夕雲型駆逐艦とは、艦隊型駆逐艦の傑作・陽炎型駆逐艦に小改良を加えたタイプである。艦尾水線長を0.5m延伸し、プロペラ形状を変更、大型化の一途を辿っていた艦橋を楔型に改めて空気抵抗を減少させ、最大速力を35.5ノットに増加。主砲は12.7cm連装高角砲D型を採用。C型の最大仰角が55度だったのに対し、D型は75度になっており対艦用と対空用を両用出来るものだった。給弾速度が遅くて対空用に向かない意見もあったが、換装される事無く使われ続けた所を見るに、大きな支障は無かったようである。寒冷地では燃料の重油が粘性を伴ってドロドロになってしまう事から重油タンクに加熱装置を新設。強力な駆逐艦ではあるものの、建造に時間が掛かってしまう欠点は戦争が進むにつれ嫌われるようになり、1943年初頭で全ての夕雲型は建造中止となった。
要目は排水量2077トン、全長119m、全幅10.8m、最大速力35.5ノット、重油搭載量600トン、乗員225名。武装は12.7cm連装砲D型3基、25mm連装機銃2基、次発装填装置付き61cm四連装魚雷発射管2門。
開戦前の1941年8月15日に提出されたマル急計画により、甲型一等駆逐艦第346号艦の仮称で建造が決定。1943年5月3日、建造費1742万4600円を投じて藤永田造船所で起工、8月30日に駆逐艦秋霜と命名され、12月5日に進水し、1944年3月11日に竣工を果たした。横須賀鎮守府に部署するとともに平山敏夫少佐が艦長に着任し、訓練部隊の第11水雷戦隊へ編入される。4月2日、平山少佐の早霜艦長への異動に伴い、中尾小太郎少佐が二代目艦長に着任。瀬戸内海西部に回航して慣熟訓練を行うが、戦況の逼迫と燃料不足は秋霜に充分な訓練期間を与えず、追い立てられるように燃料が豊富な南方へと移動する事になる。

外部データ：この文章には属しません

PR #142, opened 2020-06-08
Feature/add channelwise op

Tobi-Alonso:
**Summary:** Add support for hlslib ChannelWiseOperation activation that allow us to have standalone functions with one parameter per channel

**Notes:**
- updated HLSLIB commit to last commit (we need the last one to update FMPadding_Batch)
- most of this is Lucian's. I adapted it to ChannelWiseOperation (originally coded for old ThresholdsActivation)


src/finn/transformation/fpgadataflow/convert_to_hls_layers.py
```diff
@@ -489,3 +491,113 @@ def apply(self, model):
...
+                    if idt.signed():
+                        odt = DataType.get_smallest_possible(2 * idt.min())
+                    else:
+                        odt = DataType.get_smallest_possible(2 * idt.max())
+                elif node.op_type == "Mul":
+                    func = "mul"
+                    if idt.signed():
+                        odt = DataType.get_smallest_possible(abs(idt.min()) * idt.min())
+                    else:
+                        odt = DataType.get_smallest_possible(idt.max() * idt.max())
```
maltanar, line 578: shouldn't you be also checking the data type for the parameter (ll_cinit's datatype) when deciding the output datatype? might make sense to skip any add/muls that don't have integer params too.

maltanar:
@quetric @Tobi-Alonso have you had a chance to look at my comment above? checking since other PRs depend on this one. I don't mind merging this as-is either but I prefer to be a little more conservative when converting things to HLS.

src/finn/transformation/fpgadataflow/convert_to_hls_layers.py
quetric: Yes this code assumes the parameter has the same datatype as the input, which was the case when I initially wrote it, but not true any more

Tobi-Alonso:
It would be great to have continuous bit-width data types, instead of just power of 2.
To support fc bias I had to "clip" that data type

maltanar:
I opened an issue to track the arbitrary bitwidth INT DataType issue here: 
https://github.com/Xilinx/finn/issues/179

maltanar:
The generated op test cases were failing because they were missing the paramDataType attribute. Please make sure the tests you added actually pass for the PR. I fixed this one myself to get faster progress on this PR since others depend on it.

Tobi-Alonso:
Sorry about that, totally forgot that test was there. I was using test_convert_to_hls_channelwise_layer.py  to test this as it covers the whole flow.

5月10日、秋霜、早霜、響、電の4隻は第1機動艦隊に転属。
5月11日、戦艦武蔵、空母隼鷹、飛鷹、龍鳳、千歳、千代田等とともに佐伯湾を出港、九州東岸を南下し、沖縄の中城湾を経由してタウイタウイ泊地を目指す。敵潜水艦の跳梁が激しいセレベス海やフィリピン近海を突破して、5月16日19時15分、何事もなくタウイタウイ泊地に到着した。ここは産油地タラカンに近いため燃料不足とは無縁の場所だった。5月19日、タンカー4隻(日栄丸、建川丸、国洋丸、清洋丸)と駆逐艦秋霜、響、浜風、海防艦満珠からなる機動部隊第1補給部隊が編成され、小沢機動部隊を動かすための燃料を持ってくるべく、5月23日に第3補給部隊とともにタウイタウイを出港。道中で建川丸が米潜ガーナードに撃沈される被害が出るも、バリクパパンで補給した燃料を5月25日にタウイタウイまで持ち帰った。5月31日、日栄丸より燃料補給を受ける。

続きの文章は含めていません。